-
Notifications
You must be signed in to change notification settings - Fork 10
Workbench Reporting Dataset (WRD)
The Workbench Reporting Dataset (WRD) is a BigQuery dataset which provides a partial periodic snapshot of the Workbench database to downstream consumers for reporting purposes. The primary consumer of this dataset is the PDR (Program Data Repository), which feeds into analytics/dashboards.
- Original reporting design
- Reporting terraform modules
- (partially defunct - RW-5695) reporting bootstrapping codegen
Making a change to the reporting dataset may involve interacting with two logical components:
- The API server code, generally must be touched for all reporting changes
- The live BigQuery schemas, managed via Terraform, must be modified if there are any changes to the schema
Note that modifying the Terraform schema typically requires two PRs: one to update the schema/module definitions, and another to pull in the new schemas (and apply them) in all environments.
Example PRs:
- Adding a new table: Terraform modules, Terraform version bump, API server
- Adding a new column: Terraform modules, Terraform version bump, API server
- Removing a column ... is not possible without recreating the table, losing all existing data. We probably don't want to do this.
- (if any schema updates needed) apply your schema changes to the
reporting_local
BigQuery dataset- Make any schema changes in the reporting Terraform modules
- Push up a branch with these changes
- Locally in workbench-devops, temporarily change the module reference to point to your terraform-modules branch
- e.g. change
?ref=v0.1.4
->?ref=my/branch-123
- e.g. change
- Apply the terraform change to the local environment (instructions)
- The reporting_local dataset in the test environment should now reflect your schema changes
- Get a local API server running
- Make any necessary changes to the reporting server code
- Run the local API server:
./project.rb dev-up
- Ensure you have data locally - the easiest way to create this is by connecting a local UI and creating users/workspaces
- Invoke the reporting cron locally by invoking this shell script / curl
- Verify that the new data appears in the
reporting_local
BigQuery dataset
- Send PRs for the server code change
- If BigQuery schema changes are needed (i.e.

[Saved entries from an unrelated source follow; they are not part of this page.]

PR #6161, opened 2026-03-24
Fix: Create `BaseHandlers.abort` method to accept headers

### LINKED ISSUE #5688: Create `BaseHandler.abort_with_headers` helper method
It's a little tricky to add additional headers to a response using Flask, and our current `BaseHandler.abort` helper method does not support adding headers to the response. It would be useful down the road to create a new helper method that allows us to easily abort while providing additional headers to add to the response.

See: https://flask.palletsprojects.com/en/stable/api/#flask.abort

CC @jcscottiii

DanielRyanSmith:
Resolves #5688

## Overview
Added the `BaseHandler.abort_with_headers` helper method to allow aborting a request while providing custom headers in the response. It was implemented and tested within the `wpt_coverage_api`.

## Root Cause / Motivation
Currently, `BaseHandler.abort()` does not support adding additional headers to the response when an abort happens. This is necessary for some API responses that require custom headers when an error occurs, such as standard HTTP headers like `Retry-After`. 

## Detailed Changelog
* **`framework/basehandlers.py`**: Added `abort_with_headers` method. It delegates to `flask.abort` and intercepts the `HTTPException` to inject the custom headers into the response object.
* **`framework/basehandlers_test.py`**: Added unit tests to verify `abort_with_headers` works properly with both `401` and `500` status codes.
* **`api/wpt_coverage_api.py`**: Refactored the WPT AI coverage endpoint to use the newly created `abort_with_headers` to cleanly inject a `Retry-After` header when necessary.
* **`api/wpt_coverage_api_test.py`**: Updated unit tests to verify the `Retry-After` header is correctly returned in the response object when `abort_with_headers` is triggered.

### DIFF
--- a/framework/basehandlers.py
+++ b/framework/basehandlers.py
@@ -73,44 +73,34 @@ class BaseHandler(flask.views.MethodView):
   def request(self):
     return flask.request
 
-  def abort(self, status: int, msg: Optional[str|dict]=None, **kwargs) -> NoReturn:
+  def abort(
+      self, status: int, msg: str | None=None,
+      headers: dict[str, str] | None=None, **kwargs) -> NoReturn:
     """Support webapp2-style, e.g., self.abort(400)."""
     if msg:
       if status == 500:
         logging.error(f'ISE: {msg}')
       else:
         logging.info(f'Abort {status}: {msg}')
-      flask.abort(status, description=msg, **kwargs)
-    else:
-      logging.info(f'Abort {status}')
-      flask.abort(status, **kwargs)
-
-  def abort_with_headers(self, status: int, headers: dict[str, str], msg: Optional[str|dict]=None, **kwargs) -> NoReturn:
-    """Support webapp2-style with custom headers."""
-    if msg:
-      if status == 500:
-        logging.error(f'ISE: {msg}')
-      else:
-        logging.info(f'Abort {status}: {msg}')
     else:
       logging.info(f'Abort {status}')
 
-    if isinstance(msg, dict):
-      resp = flask.make_response(flask.jsonify(msg), status)
-      for k, v in headers.items():
-        resp.headers[k] = v
-      flask.abort(resp)
-
-    try:
+    if headers is not None:
+      try:
+        if msg:
+          flask.abort(status, description=msg, **kwargs)
+        else:
+          flask.abort(status, **kwargs)
+      except werkzeug.exceptions.HTTPException as e:
+        response = e.get_response()
+        for k, v in headers.items():
+          response.headers[k] = v
+        flask.abort(response)
+    else:
       if msg:
         flask.abort(status, description=msg, **kwargs)
       else:
         flask.abort(status, **kwargs)
-    except werkzeug.exceptions.HTTPException as e:
-      response = e.get_response()
-      for k, v in headers.items():
-        response.headers[k] = v
-      flask.abort(response)
 
 
   def redirect(self, url):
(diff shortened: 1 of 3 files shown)


framework/basehandlers.py
```diff
@@ -73,18 +73,46 @@ class BaseHandler(flask.views.MethodView):
   def request(self):
     return flask.request
 
-  def abort(self, status, msg=None, **kwargs) -> NoReturn:
+  def abort(self, status: int, msg: Optional[str|dict]=None, **kwargs) -> NoReturn:
```
jrobbins: Why allow msg to be a dict?  I think all callers pass strings.

framework/basehandlers.py
```diff
@@ -73,18 +73,46 @@ class BaseHandler(flask.views.MethodView):
...
       else:
-        logging.info('Abort %r: %s' % (status, msg))
+        logging.info(f'Abort {status}: {msg}')
       flask.abort(status, description=msg, **kwargs)
     else:
-      logging.info('Abort %r' % status)
+      logging.info(f'Abort {status}')
       flask.abort(status, **kwargs)
 
+  def abort_with_headers(self, status: int, headers: dict[str, str], msg: Optional[str|dict]=None, **kwargs) -> NoReturn:
```
jrobbins: Why a new function instead of an optional `headers=` keyword to `abort()`?

framework/basehandlers.py
```diff
@@ -73,18 +73,46 @@ class BaseHandler(flask.views.MethodView):
...
+    """Support webapp2-style with custom headers."""
+    if msg:
+      if status == 500:
+        logging.error(f'ISE: {msg}')
+      else:
+        logging.info(f'Abort {status}: {msg}')
+    else:
+      logging.info(f'Abort {status}')
+
+    if isinstance(msg, dict):
```
jrobbins: The if-statement should be checking `headers` rather than `msg`.

framework/basehandlers.py
DanielRyanSmith: This is true. This was me latching to hard onto the suggestion of keeping this a separate method. It seems more user-friendly to just add an optional headers arg to the existing abort method

framework/basehandlers.py
DanielRyanSmith: This is because this is how I was handling the error message in `wpt_coverage_api.py` - but it's not something that's required or needed. I'll update the implementation to avoid this

framework/basehandlers.py
```diff
@@ -73,17 +73,35 @@ class BaseHandler(flask.views.MethodView):
...
+      try:
+        if msg:
+          flask.abort(status, description=msg, **kwargs)
+        else:
+          flask.abort(status, **kwargs)
+      except werkzeug.exceptions.HTTPException as e:
+        response = e.get_response()
+        for k, v in headers.items():
+          response.headers[k] = v
+        flask.abort(response)
```
DanielRyanSmith, line 98: I didn't quite understand what was happening here, so I asked about it:

---

### My question

In the `abort` method, when headers are provided, why do we try to abort without providing the headers? If successful, doesn't that fail to provide the headers?

---

### Answer

flask.abort does not return on success; it instead immediately throws a werkzeug.exceptions.HTTPException. Because of this, it never fails to provide the headers.

  The try/except block is an idiomatic pattern in Flask/Werkzeug to add custom headers during an abort:
   1. flask.abort(status) is called.
   2. An HTTPException is raised (e.g., NotFound for a 404).
   3. The exception is caught in the except block.
   4. The response object is retrieved from the exception, and the custom headers are added.
   5. Finally, flask.abort(response) is called to re-raise the exception with the updated headers in place.

jrobbins: Ah, I guess that is how it gets a response object that has the desired response code.  Kind of odd.

PR #6162, opened 2026-03-24
Optimize test execution time using pytest and pytest-xdist

DanielRyanSmith:
## Overview
Optimizes test execution time from ~3 minutes down to ~1 minute by leveraging `pytest` and `pytest-xdist` to run tests in parallel, while establishing strict test isolation rules.

## Root Cause / Motivation
Previously, running `make test` would execute all 1,178 tests sequentially on a single thread against a single, uncleared Datastore emulator instance. By the end of the suite, the emulator was heavily burdened with thousands of lingering entities, making database interactions increasingly slow. Global states like the `fakeredis` cache and the mocked signed-in user (`os.environ`) were also bleeding across tests, causing false positives and masking flaky behavior under the strict sequential order. 

## Detailed Changelog
* **`requirements.dev.txt`**: Added `pytest`, `pytest-xdist`, and `requests` to support parallel test execution and emulator setup.
* **`Makefile`**: Updated the `do-tests` target to intelligently detect `pytest` and use `pytest -n auto` to parallelize tests across available CPU cores, falling back to `unittest` if `pytest` is not available.
* **`conftest.py`**: Created a new configuration file to programmatically spin up an isolated, dedicated Datastore emulator for each parallel worker thread (`pytest-xdist`), and clear it via a fixture before each test.
* **`testing_config.py`**: Switched static Datastore emulator environment variables (`os.environ[...]`) to `os.environ.setdefault(...)` to allow dynamic port assignment for parallel workers. Also added cache flushing (`rediscache.redis_client.flushall()`) and explicit user sign-outs (`sign_out()`) between tests to ensure strict test isolation.
* **`api/reviews_api_test.py`**: Fixed the `test_post__bad_state` test which was implicitly relying on state bleed from previous tests. Added an explicit `sign_in` call to ensure the handler correctly processes the test scenario as an authenticated user instead of throwing a 403 Forbidden.

### DIFF
--- a/pytest.ini
+++ b/pytest.ini
@@ -1,0 +1,19 @@
+[pytest]
+filterwarnings =
+    # Python 3.12+ deprecated datetime.utcnow() and utcfromtimestamp().
+    # Legacy App Engine and google-cloud-ndb libraries still use them internally,
+    # causing thousands of warnings during a test run.
+    ignore:.*utcfromtimestamp.*:DeprecationWarning
+    ignore:.*utcnow.*:DeprecationWarning
+
+    # The local datastore emulator uses ruamel.yaml with an 'unsafe' parsing method,
+    # which triggers a PendingDeprecationWarning in the datastore_index module.
+    ignore::PendingDeprecationWarning:google\.appengine\.datastore\.datastore_index
+
+    # Pytest incorrectly tries to collect the 'test_app' fixture/variable
+    # as a test function because its name starts with 'test_'.
+    ignore:.*cannot collect 'test_app'.*
+
+    # The ghapi library warns when running tests locally without a GitHub token.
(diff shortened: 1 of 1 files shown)


DanielRyanSmith:
This seemed useful, since Gemini takes quite a while running `make test` each time to verify its work didn't break anything. 😅

DanielRyanSmith:
It seems the warnings are primarily caused by deprecation warnings:

> Python recently deprecated datetime.utcnow() in favor of timezone-aware datetimes. However, the Google Cloud NDB library (google-cloud-ndb) and the legacy App Engine libraries still use this under the hood. Every time a test saves a database model that has an auto_now or auto_now_add property, this warning is triggered. This accounts for thousands of the warnings you see.

So we can suppress them if we can't  really take action on them

PR #6168, opened 2026-03-25
Optimize test execution speed by removing redundant teardowns and sleeps

DanielRyanSmith:
## Overview
Optimizes unit test execution speed by removing redundant Datastore entity deletions from `tearDown()` methods and replacing the hardcoded `sleep` in the Makefile with a smart polling mechanism.

## Root Cause / Motivation
1. **Redundant Teardowns**: With the recent transition to running tests via `pytest` and `pytest-xdist`, an in-memory Google Cloud Datastore emulator runs natively in Java as an isolated background process. A pytest fixture automatically resets the emulator's entire memory before *every single test function executes*. Because of this, looping over Datastore entities to manually call `.key.delete()` is completely redundant and performs unnecessary network RPC calls.
2. **Hardcoded Makefile Sleeps**: The `test:` target in the `Makefile` had a hardcoded `sleep 6` command to wait for the emulator to boot. On modern machines, the emulator boots in ~2-3 seconds, wasting valuable execution time during CI and local testing.

## Detailed Changelog
* **`api/*_test.py`**, **`internals/*_test.py`**, **`framework/*_test.py`**, **`pages/*_test.py`**:
  - Removed loops inside `def tearDown(self)` that fetch all entities of a given Kind to individually delete them.
  - Removed `tearDown()` entirely if it contained no other cleanup code or contained unused variable declarations.
* **`Makefile`**:
  - Removed `sleep 6` from the `test` target.
  - Updated the `curl` health check to use `--retry-all-errors` and `--retry-delay 1` to smartly poll the emulator until it is available.

### DIFF
--- a/Makefile
+++ b/Makefile
@@ -73,8 +73,8 @@ stop: pwtests-shutdown
 
 test:
 	($(MAKE) start-emulator > /dev/null 2>&1 &)
-	sleep 6
-	curl --retry 4 http://localhost:15606/ --retry-connrefused
+	
+	curl --retry 10 --retry-all-errors --retry-delay 1 http://localhost:15606/
 	$(MAKE) do-tests; status=$$?; $(MAKE) stop-emulator; exit $$status
 
 webtest: build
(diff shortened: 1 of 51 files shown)


DanielRyanSmith:
The test execution process went from ~53 seconds to ~42 seconds after making this change.

PR #6169, opened 2026-03-25
Configure tsc to use NodeNext

jrobbins:
This change makes chromestatus more similar to webstatus in terms of how tsc is configured.  It also seems to be a prerequisite for upgrading to typescript 6.


jrobbins:
Hang on, I have a bad merge that reverted some recently-landed changes.  I will fix that now.

jrobbins:
OK ready for review

PR #6215, opened 2026-04-01
Remove F403 and F405 from Ruff ignore and replace wildcard imports

DanielRyanSmith:
## Overview
Removes the `F403` and `F405` Ruff lint rules from the ignored list in `pyproject.toml` and replaces all wildcard imports (`from internals.core_enums import *` and `from internals.enterprise_helpers import *`) with explicit imports throughout the codebase.

## Root Cause / Motivation
Previously, wildcard imports were widely used in the codebase (particularly in tests), causing Ruff to flag undefined locals (`F403` and `F405`). These rules were ignored in `pyproject.toml`. By replacing wildcard imports with explicit imports, we make the codebase more robust, easier to read, and fully compliant with standard Ruff linting rules.

## Detailed Changelog
* **`pyproject.toml`**: Removed `F403` and `F405` from the ignored lint rules list.
* **`api/` & `internals/`**: Replaced wildcard imports with explicit imports for constants and enums from `internals.core_enums` and `internals.enterprise_helpers`. 
* **Various source files**: Removed all obsolete `# noqa: F403` and `# noqa: F405` inline comments to finalize the cleanup.

### DIFF
--- a/api/converters.py
+++ b/api/converters.py
@@ -22,46 +22,7 @@ from typing import Any, Optional, TypedDict
 from google.cloud import ndb  # type: ignore
 
 import settings
-from internals import approval_defs, self_certify, slo
-from internals.core_enums import (
-    BEHIND_A_FLAG,
-    DEV_NO_SIGNALS,
-    ENTERPRISE_PRODUCT_CATEGORY_CHROME_BROWSER_UPDATE,
-    FEATURE_CATEGORIES,
-    FEATURE_TYPE_ENTERPRISE_ID,
-    FEATURE_TYPES,
-    GECKO_DEFER,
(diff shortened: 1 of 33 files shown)


api/converters.py
```diff
@@ -23,7 +23,45 @@
 
 import settings
 from internals import approval_defs, self_certify, slo
-from internals.core_enums import *  # noqa: F403
+from internals.core_enums import (
```
jrobbins: I think that I would prefer
`from internals import core_enums` and then reference them like `core_enums.BEHIND_A_FLAG`.  That is the way that I have seen it in most Google python code and it means that you can see where a constant comes from directly on the line where it occurs.

jrobbins (approved):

Terraform changes), follow the process for applying changes in Terraform and apply this to all environments
- Merge the server changes
After finishing the above work, the following situations will need coordination with the PDR:
- New table was added to the schema
- Synchronized table was removed (see RW-6696 for a pointer on what's currently synchronized)
If PDR coordination is needed, file a request here.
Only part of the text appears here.